Le péquiste Martin Ouellet ne sera pas candidat aux prochaines élections générales

Martin Ouellet occupe depuis 2018 le poste de leader parlementaire du Parti québécois.
Francis Vachon Archives Le Devoir Martin Ouellet occupe depuis 2018 le poste de leader parlementaire du Parti québécois.

Le leader parlementaire du Parti québécois (PQ), Martin Ouellet, quitte la vie politique. Plus de la moitié du caucus péquiste ne sera donc pas sur la ligne de départ aux prochaines élections générales.

Le Devoir a pu confirmer mardi matin le départ à venir du député de la circonscription de René-Lévesque, d’abord rapporté par TVA Nouvelles. L’élu péquiste a ensuite fait son annonce officielle sur la Côte-Nord. Il tire un trait sur un potentiel troisième mandat pour revenir « à une vie plus familiale ».

« Les raisons de mon départ sont uniquement personnelles. […] Le temps passé loin des miens a usé ma motivation, et les sacrifices supplémentaires ont pesé dans la balance », a lancé M. Ouellet en conférence de presse.

La semaine dernière, M. Ouellet, qui occupe depuis 2018 le poste de leader parlementaire de sa formation politique, avait laissé planer le doute devant les journalistes. « Je vais faire connaître ma réponse au courant de la semaine prochaine du côté de ma circonscription », avait-il dit lors d’un point de presse mardi dernier.

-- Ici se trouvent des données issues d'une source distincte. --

PR #3454, opened 2015-03-30
0.13.x to central-develop

aronasorman:
Needed for the i18n fixes.


jamalex:
Going to have a few more things coming in here, related to reg, shortly. Then we can merge.

PR #3954, opened 2015-06-29
for review

foolchan2556:
Hi Aron,

I just want to create a basic url in a basic app, only to find it return 404. Do you have any idea about what's wrong? Thanks!


aronasorman:
You forgot to add an entry to the distributed/urls.py file: https://github.com/aronasorman/ka-lite/blob/dca213ae4c08ea106e2d3133df04b7224a9d40b9/kalite/distributed/urls.py

PR #3955, opened 2015-06-29
Simplify logging and docs, and command line instructions

benjaoming:
Final amendment to #3601

@MCGallaspy I replaced NAIVE_LOGGING with a default log file that's just truncated every time you run `kalite start`. I think it matches the needs better on a production system.

I don't mind that it's there by default, because you'd have to have an incredible uptime and usage to make a significant impact on file size. Everything else will memory leak and die before this is an issue, and restarting kalite always truncates the log file.

In case there's a failure, normal users can refer to the log. I could add more interesting features that kept latest lines from a previous log, but on the other hand, I feel like we need to get a proper logging mechanism and not spend more time on this :)

### DIFF
--- a/kalitectl.py
+++ b/kalitectl.py
@@ -353,7 +353,7 @@ class ManageThread(Thread):
         utility.execute()
 
 
-def manage(command, args=[], as_daemon=False, as_thread=False):
+def manage(command, args=[], as_thread=False):
     """
     Run a django command on the kalite project
 
@@ -363,9 +363,7 @@ def manage(command, args=[], as_daemon=False, as_thread=False):
     :param as_thread: Runs command in thread and returns immediately
     """
     
-    assert not (as_daemon and as_thread), "You cannot have a daemon and a thread"
-    
-    if not as_daemon and not as_thread:
+    if not as_thread:
         if PROFILE:
             profile_memory()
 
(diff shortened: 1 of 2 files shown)


MCGallaspy:
The changes look fine. I agree a proper logging mechanism is needed. I still think it should be disabled by default, unless we can show that the rate at which the logfile grows is super slow. I'm going to time it for a few minutes and see what happens.

kalitectl.py
```diff
@@ -480,12 +454,13 @@ def start(debug=False, daemonize=True, args=[], skip_job_scheduler=False, port=N
...
-            print("With logging...")
-            become_daemon(out_log=logfile, err_log=logfile)
-        else:
-            become_daemon()
+        kwargs = {}
+        # Truncate the file
+        open(SERVER_LOG, "w").truncate()
+        print("Going to daemon mode, logging to {0}".format(SERVER_LOG))
+        kwargs['out_log'] = SERVER_LOG
+        kwargs['err_log'] = SERVER_LOG
```
MCGallaspy: Seems to grow slow enough (about 50 bytes/second), but I'm seeing this error repeatedly in the logs:
```py
  File "C:\Python27\lib\logging\__init__.py", line 880, in emit
    stream.write(fs % msg)
ValueError: I/O operation on closed file
Logged from file _cplogging.py, line 280
```

MCGallaspy: Error is probably unrelated to the changes here, though.

benjaoming: Sounds like an interesting error, could you post a separate issue?

It *could* be because that the stream isn't threadsafe... logging writes to stdout and then that's actually redirected to our file stream. It might not happen with DEBUG=False, which is the default... which were you testing with?

benjaoming: And yes, agreed, this would have happened both with the old and new approach anyways... I'm thinking that making failure output available is extremely crucial, so we really have to make it default. We need an option for the future to select a different file and switch it off.

PR #3961, opened 2015-06-30
Implementing the tota11y accessibility visualization toolkit

radinamatic:
http://khan.github.io/tota11y/

Handy tool for checking the most common a11y pitfalls. So far I haven't seen any reason why would this overload the browser with violations for Khan & Perseus, but atm I'm having some issues with assessments on my end so if anybody can test the branch on their end with working exercises.


radinamatic:
Another tota11y (I'm gonna start using this everywhere ;) ) unintuitive thing about GH: why the heck is it pulling commits from another branch???

kalite/distributed/templates/distributed/base.html
```diff
@@ -224,6 +224,9 @@
         </div> {# End wrapper #}
         {# Footer #}
         {% include "distributed/partials/_footer.html" %}
+
+        <script type="text/javascript" src="{% static 'js/tota11y.min.js' %}"></script>
```
aronasorman: Can you have this loaded when a setting is `True`? Something like `IS_TOTA11Y`.

aronasorman:
@radinamatic you probably branched off from that branch, not develop :) `git rebase -i` to the rescue!

kalite/distributed/templates/distributed/base.html
rtibbles: I would rather just have this automatically come on when DEBUG is True, @aronasorman. That way we can be poking devs in the eye when they make bad accessibility choices!

rtibbles: @radinamatic See here for an example of how to only load this script when DEBUG is true: https://github.com/radinamatic/ka-lite/blob/tota11y/kalite/distributed/templates/distributed/base.html#L69

@aronasorman As I start to play around with the browserify refactor, I will look at how to exclude stuff like this from the built Javascript.

radinamatic: Ok, I get the idea... :) 
Since we do not have an `else` option here, this should be enough, right?

```
{% if settings.DEBUG %}
<script type="text/javascript" src="{% static 'js/tota11y.min.js' %}"></script>
{% endif %}
```

rtibbles: Yep, no alternative required.

radinamatic: Will do, captain!

radinamatic:
Shoot, why do I never think of these possibilities... :(
So if I do the `git rebase -i` from this sub-branch `tota11y` and eliminate the commit which pertains to the the parent branch `assesmentzip_to_docs`, will the commit still be available for the parent branch?

aronasorman:
@radinamatic yup! `git rebase -i` only affects the current branch.

radinamatic:
Ok, understood, child-branches have no influence on parents, nothing like real life... :)

Having a total git-meltdown these days!

rtibbles:
Only the sins of the parent shall be borne by the sins of the children. So git branches are like Klingons.

radinamatic:
Nothing like a good Trek reference to make coding more colorful!

radinamatic:
Seems I finally made some sense of it... (Couns. Troy would be proud ;)

If the rest of the command crew has no other objections (Circle CI included), this can actually be merged!

radinamatic:
I'm working of this branch, and then cherry-picking commits to other branches with their own PRs. I will do a final rebase before this is to be merged.

aronasorman:
Merge conflict :)

aronasorman:
@radinamatic I think a developer docs entry describing the motivation for using this would be helpful. I'd like to see a short motivation section, a couple of links that will help us get up to speed with this tool, and some tips, tricks and recommendations regarding tota11y and maybe a11y in general.

radinamatic:
Makes sense @aronasorman! I will start working on the dev docs entry right away.

Docs have been changing so much lately, it's hard to keep up. Is this a good place to add the a11y entry: https://learningequality.org/docs/developer_docs/contributing.html

If not, where?

aronasorman:
Yeah, the developer docs section would be good. Maybe make another page. "How can I contribute to... Accessibility."

radinamatic:
Added the dev doc page as suggested and rebased! @aronasorman

radinamatic:
@aronasorman Can you give me a hint as why this branch has conflicts?

aronasorman:
My guess is it's with `base.html`, but i'm not too sure as the diff is too small for that. But it should be easy to see why on the command line!

radinamatic:
I don't know if it was the `base.html`, but I just made a fresh PR ( #4209) with just that and the .js library, and it seems fine. Well, CircleCI is complaining, but what else is new.

I'll cherry-pick the commit with the developer docs entry, and if everything goes well, we can close this and you can merge the new one.

@aronasorman

radinamatic:
Since we have #4209 now (with no merge conflicts, apparently), can we close this?
@aronasorman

Joint par Le Devoir mardi, le député de René-Lévesque a laissé entendre que son chef, Paul St-Pierre Plamondon, avait tout fait pour le garder dans le giron du parti, sans succès. « Il a essayé de trouver des facilitants, mais au final, ce que je lui ai dit c’est : “Paul, tu ne peux pas remplacer la mère de mes enfants” », a-t-il lancé à l’autre bout du fil.

C’est au début du mois de mai que Martin Ouellet a pris sa décision finale, après quelques mois de réflexion. Aucun problème interne ne l’a forcé à partir, assure le principal intéressé.

M. Ouellet reconnaît qu’il s’est offert pour occuper à partir du mois de septembre 2021 le poste de chef parlementaire du Parti québécois — nécessaire en raison du statut de non élu de Paul St-Pierre Plamondon. C’est finalement le député Joël Arseneau qui a été nommé à ce poste.

« Joël s’est révélé tout un chef parlementaire. Donc, c’était la meilleure décision et je ne regrette absolument rien », a affirmé M. Ouellet, qui ne ressent « aucune amertume ».

Un autre départ

 

M. Ouellet est le quatrième élu du Parti québécois à faire une croix sur la vie politique. Sylvain Gaudreault, Véronique Hivon et Lorraine Richard ont déjà annoncé leur départ. Sur les sept élus du caucus péquiste, seuls le chef parlementaire Joël Arseneau et les députés Pascal Bérubé et Méganne Perry Mélançon brigueront les suffrages en octobre.

Mardi, Paul St-Pierre Plamondon a salué l’engagement de son leader parlementaire, élu dans une partielle en 2015 avec une majorité de plus de 1300 voix. « Quand on pense que Martin a parcouru plus de 300 000 kilomètres durant sa carrière de député, on constate l’ampleur des sacrifices auxquels il a consenti et celle du travail qu’il a accompli », a-t-il déclaré dans un communiqué de presse.

Comme leader parlementaire, Martin Ouellet éprouve un seul regret : ne pas avoir réussi à faire adopter une réforme du fonctionnement de l’Assemblée nationale avant la fin de la 42e législature. « Ça m’a amèrement déçu de ne pas être capable d’indiquer aux prochains candidats et candidates qui vont se présenter dans quel cadre ils vont travailler », a-t-il dit.

Le PQ n’a pas encore choisi le candidat qui tentera de succéder à son député nord-côtier.